America's worst theater disaster took
place in Chicago on December 30, 1903.
A stage fire spread to the auditorium at
the new Iroquois Theater, killing nearly
six hundred people. To remove bodies
from the smoldering structure, two-man
teams carried out victims in slings made
of bed linens donated by area department
stores. The injured were taken to
hospitals;
the dead were loaded into
horse-drawn wagons and transported to
over a dozen different undertaking
parlors and city morgues.
We got this
For the first few hours after the fire,
Chicago's central police station on
Washington Boulevard, the First
Precinct, took names and descriptions
from family members desperate to find
missing victims thought to have been at
the Iroquois Theater that afternoon.
At the same time, police officers and
undertakers in more than a dozen morgues
worked diligently to find identifying
information on the bodies of victims.
Until morgues were closed for that
night, police officials read out names
of identified victims to family members
who gathered at the first precinct
hoping for word.
The morgues were closed
around midnight the night of the fire to
better organize victims and record
keeping. Using handwritten lists and dial-up
telephones in kerosene-lit morgues and
police stations, the coroner's
office, police and fire departments
devised a simple but efficient method of cataloging the dead
and their belongings. Each body
was numbered and a description was
recorded.
Victims' possessions such as
jewelry and money were noted in the body
description at the morgue then placed in
numbered envelopes
corresponding to the body
and transported to the police
department. Items of comparatively
little value such as shoes and clothing
were kept with the body and provided
valuable clues to help in
identification. More than one
victim's identify was first suspected by
the recognition of a
bit of skirt fabric, necktie or a petticoat, or
when a label from a shopkeeper in a distant
city was connected with missing person
reports that referenced a connection to that
city. Though still spotty in rural
areas,
telephone and telegraph service
played a critical communication role in
tracking down and connecting bits of
information.
Bed sheets were unreliable status markers and 1904 rubberneckers were brazen
One procedure turned out to be a
failure. Morgues tried to use
sheets to cover the bodies of victims
that had been identified. People
searching for their families became
frustrated when they couldn't find them,
however, and turned back the
sheets. The problem was
exacerbated for a time by Looky Lous who
dropped by mortuaries to gawk at the
victims and tore away sheets to view
bodies beneath. Authorities soon
restricted access.
Crushed facial features, bruises,
bluing, lacerations, blackened and
charred skin and incinerated hair.
A majority of fatalities had come from
the 2nd- and 3rd-floor balconies where
temperatures from a back-drafted
fireball were extreme and from which
dozens of people were driven to jump to
their death to escape, or pushed from
fire escapes by the crowd surge behind
them. Bodies sometimes showed multiple types of
injuries, other times showed little sign
of trauma.*
Many of the bodies were damaged badly
enough to make identification
difficult. Had today's Disaster Victim Identification
(DVI)
technology such as DNA been available
in 1903, a half-dozen instances of
temporary mistaken
identification would have been avoided
but overall Chicago did a masterful job
of handling so many fatalities.
Official procedures adjusted
The Minneapolis Journal article above
offers bits of information about
behind-the-scene processes employed to
manage Iroquois Theater fire victim
identification and record keeping.
Under ordinary circumstances Chicago's sequential
procedure required 1.) an inquest into the
cause of death, 2.) issuance of a death
certificate, and 3.) issuance of a burial
certificate. Railroads were not permitted to
ship a body without a burial certificate.

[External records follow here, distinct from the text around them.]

PR #439, opened 2015-11-03
Move read-JSON-reform-file capabilities to Policy class

martinholmer:
These capabilities were originally developed as part of the SimpleTaxIO class development, but logically belong in the Policy class.

@MattHJensen and T.J. @talumbau,  Can you review and comment or merge into master?

### DIFF
--- a/taxcalc/parameters_base.py
+++ b/taxcalc/parameters_base.py
@@ -159,7 +159,7 @@ class ParametersBase(object):
             if num_values <= nyrs:
                 # val should be the single start_year value
                 rawval = getattr(ppo, name[1:])
-                if isinstance(rawval, np.core.ndarray):
+                if isinstance(rawval, np.ndarray):
                     val = rawval.tolist()
                 else:
                     val = rawval
@@ -361,11 +361,11 @@ class ParametersBase(object):
         If necessary, pad out additional years by increasing the last given
         year using the given inflation_rates list.
         """
-        if isinstance(x, np.core.ndarray):
+        if isinstance(x, np.ndarray):
             if len(x) >= num_years:
                 return x
             else:
-                ans = np.core.zeros(num_years, dtype='f8')
+                ans = np.zeros(num_years, dtype='f8')
                 ans[:len(x)] = x
                 if inflate:
                     extra = []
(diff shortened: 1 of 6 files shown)


talumbau:
Ah I see. This PR digs in to the `core` subpackage of the `numpy` package for basically every usage of numpy. This is likely done because of pylint warnings. As I mentioned [here](https://github.com/open-source-economics/Tax-Calculator/issues/30#issuecomment-126353910) I don't think that this code project should adhere to the standard of "no warnings from default pylint". There are many reasons to prefer something other than that standard. In this particular case, the reasons to prefer `np.xxx` to `np.core.xxx` are as follows:

- it is the idiomatic usage among all numpy-based Python projects that I know of
- to my knowledge, the API does not guarantee that `core` will always be around, and so future versions of numpy may relocate functions that we need. However, we know that `np.zeros` is not going anywhere, since the entire community depends on that.

As was mentioned in the [issue](https://github.com/open-source-economics/Tax-Calculator/issues/30) I referenced above, no one has explicitly stated that they wish to make the settings for this project 'no warnings from default pylint' but there has been no community discussion on this matter. I just opened #442 to discuss. For this PR, I advocate for not using `np.core.xxx` for the reasons mentioned above.

martinholmer:
@talumbau, Is this better?

talumbau:
I like the tests here and see no reason at this point not to merge. One style note: I think it is important to be judicious in the usage of `is_instance`. The reason is that Python code should usually just care that a value *behaves* in a certain way not that it *is* a certain type. For example, this PR now has more checking that certain values are of type `dict`. In reality, we just need some type that has key/value pairs - e.g. an `OrderedDict` object would probably do just as well as a `dict` object in most of our code. It is difficult to enforce a strict rule on these kinds of things - just a note for future work.

martinholmer:
T.J. @talumbau said:
> One style note: I think it is important to be judicious in the usage of is_instance. The reason is that Python code should usually just care that a value behaves in a certain way not that it is a certain type. For example, this PR now has more checking that certain values are of type dict. In reality, we just need some type that has key/value pairs - e.g. an OrderedDict object would probably do just as well as a dict object in most of our code. It is difficult to enforce a strict rule on these kinds of things - just a note for future work.

OK, I'll keep that in mind.  Thanks for the tip.

PR #440, opened 2015-11-03
Add function for AGI under current law

Amy-Xu:
As mentioned in #435, we want to have both distribution table and difference table use AGI or expanded income under current law as row label classifiers. This wouldn't be a problem at all if users ran the default plan, but if users ran any reforms on adjustments or more generally any AGI components, AGI or expanded income would be changed and therefore the results tables would be misleading in comparison.

In this PR, default row label classifier is set as `_expanded_income_currentlaw` to make both PlanX and PlanY have the same measure on row labels. Notice that the actual column for AGI or expanded income is still using the results for that plan, reform or current law.


feenberg:
On Tue, 3 Nov 2015, Amy Xu wrote:

> 
> As mentioned in #435, we want to have both distribution table and difference table use AGI or
> expanded income under current law as row label classifiers. This wouldn't be a problem at all
> if users ran the default plan, but if users ran any reforms on adjustments or more generally
> any AGI components, AGI or expanded income would be changed and therefore the results tables
> would be misleading in comparison.

I thought this was clear from the beginning - the tab variable is always 
based on PlanX and isn't adjustable by the user.

> 
> In this PR, default row label classifier is set as _expanded_income_currentlaw to make both
> PlanX and PlanY have the same measure on row labels. Notice that the actual column for AGI or
> expanded income is still using the results for that plan, reform or current law.
>

Aggregate AGI in PlanY is aggregate for PlanY, but it should be 
distributed across the AGI categories according to taxpayer's place in 
PlanX. That is, no one changes row location for any reason to do with 
PlanX.

dan

MattHJensen:
@Amy-Xu, could you show tables for a reform that changes AGI on master and a reform that changes AGI on this branch?

Amy-Xu:
@MattHJensen Here're the tables based on removing student loan adjustment (ALD_StudentLoan_HC == 1). I cannot use diagnostic tables because it doesn't show any bins or deciles, but the distribution tables are not formatted in taxcalc so I just pasted a few columns for each table. You can check the weighted sum of s006 for the classifier. 

Master: 
PlanX: 
calc1 master
calc1 tail master

PlanY, classifier using _expanded_income
calc2 master
calc2 tail master

PR:
PlanX (mysteriously not the same as master baseline, need to figure out what happened)
calc1 pr
calc1 tail pr

PlanY, classifier using _expanded_income_currentlaw
calc2 pr head
calc2 pr

Amy-Xu:
@feenberg 
>I thought this was clear from the beginning - the tab variable is always
based on PlanX and isn't adjustable by the user.

I thought the same, but didn't realize this might not be what actually happened until Matt pointed out.

MattHJensen:
> PlanX (mysteriously not the same as master baseline, need to figure out what happened)

Other than this, the tables look good. What I was checking for was that the bins were the same under both plan x and plan y for this PR but *not* for master. I confirmed that. Do you think we should add a test for this?

Amy-Xu:
replaced by #446. closing.

PR #443, opened 2015-11-05
Tiny Enhancement of SIMTAX

GoFroggyRun:
While dealing with #438 , I found that having some intermediate variables printed out might be helpful in terms of debugging (please refer to the commit "debug strategy revealed" in that PR). And I was wondering can we add two extra optional variables in the output, namely [ovar29] and [ovar30]. Notice that I only kept one decimal point on purpose, hoping this would make them easier to be distinguished from the remaining 28 variables. 
@martinholmer What do you think? Does such enhancement make sense? Please take a look. 
(I was also thinking of incorporate such option into commend line, but my concern is that, in that case, the command might be a little bit tedious and most user might not be interested in such functionality)

### DIFF
--- a/taxcalc/simpletaxio.py
+++ b/taxcalc/simpletaxio.py
@@ -540,7 +540,7 @@ class SimpleTaxIO(object):
         recs.p22250[idx] = ivar[21]  # short-term capital gains (+/-)
         recs.p23250[idx] = ivar[22]  # long-term capital gains (+/-)
 
-    OVAR_NUM = 28
+    OVAR_NUM = 30
 
     @staticmethod
     def _extract_output(crecs, idx, ivar):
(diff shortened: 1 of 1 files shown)


martinholmer:
Sean (@GoFroggyRun),  Thanks for your insight on how to make SIMTAX a more flexible debugging tool.  Let me think about your specific suggestion and then we can figure out how best to proceed.

martinholmer:
Sean (@GoFroggyRun),  Given your experience using SIMTAX for debugging Tax-Calculator code, I'm curious as to why you think two extra debugging output variables is the right number.  Is that what was needed in your recent AMT debugging work?  Might more debugging output be needed in other situations?

GoFroggyRun:
@martinholmer Yes. The two extra variables I added here are arbitrary. There are definitely cases where more intermediate variables will be needed. But I'm afraid putting too many tail variables will make the rest 28 variables hard to be observed. So two is just a trade-off I have made here. And I definitely won't mind if you'd like to put a few more variables on top of that.

Issue #277, opened 2015-05-27
params in params.json should be ordered by appearance in functions.py


MattHJensen:
The parameters would be much easier to find in `params.json` if they were in the same order as they appear in `functions.py`.

martinholmer:
Issue #277 has been resolved by merged pull request #845.

PR #845, opened 2016-07-27
Reorder parameters in current_law_policy.json file

martinholmer:
This pull request resolves issue #277 by putting the policy parameters in the order they are first used in the functions.py file.  This is a cosmetic change that has no effect on tax-calculating logic, and therefore, causes no change in results from the unit tests, validation tests, or reform comparisons.


MattHJensen:
Thanks Martin!

PR #847, opened 2016-07-28
Move Behavior.response call out of Calculator.diagnostic_table

martinholmer:
This pull request removes the call of the Behavior.response(base_calc, reform_calc) function from the Calculator.diagnostic_table method.  This is being done for several reasons.  First, computing the behavioral response to a policy reform has no logical connection to preparing a diagnostic table of summary statistics from a single Calculator object.  And second, this removal will facilitate the eventual movement of diagnostic_table from being a Calculator method to being a utility function, as envisioned in issue #213.


martinholmer:
This pull request #847 is now complete and will soon be followed up by another pull request that converts the Calculator.diagnostic_table method into a utility function.

I've looked briefly at the other OSPC repositories and did not see any calls to the Calculator.diagnostic_table method, so I'm assuming the changes to that method in this pull request #847 will not cause any problems for other repositories.  I'm I correct about that?

@MattHJensen @talumbau @feenberg @Amy-Xu @GoFroggyRun @zrisher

The volume of Iroquois fatalities required
alterations in the procedure. Identified
bodies needed to be removed from morgues to
make room for the city's normal mortuary
requirements. Relatives could not remain in
Chicago hotels for an extended period. As a
result, a majority of death certificates
issued the day after the fire were for
bodies that needed to be shipped out of
Chicago by rail to cities in Indiana, Ohio,
Michigan, Wisconsin, Minnesota and Iowa. In
an era without electronic communications,
certificates were hand carried between
municipal offices, undertakers and railroads
by family members who then traveled back
home with the victim's body where a local
undertaker saw to burial.†
The health department agreed with the coroner's office
that burial certificates could be issued in
advance, giving time for the coroner's
office to appoint an inquest jury and
schedule witnesses.
Inquests were conducted by the
coroner's jury beginning on January 6, 1904
and completed nineteen days later.
Dr. Martin Otis Heckard (1863–1934) served
Chicago as registrar of vital statistics for
forty years. He married Lenore Pfau four
years after the Iroquois Theater fire.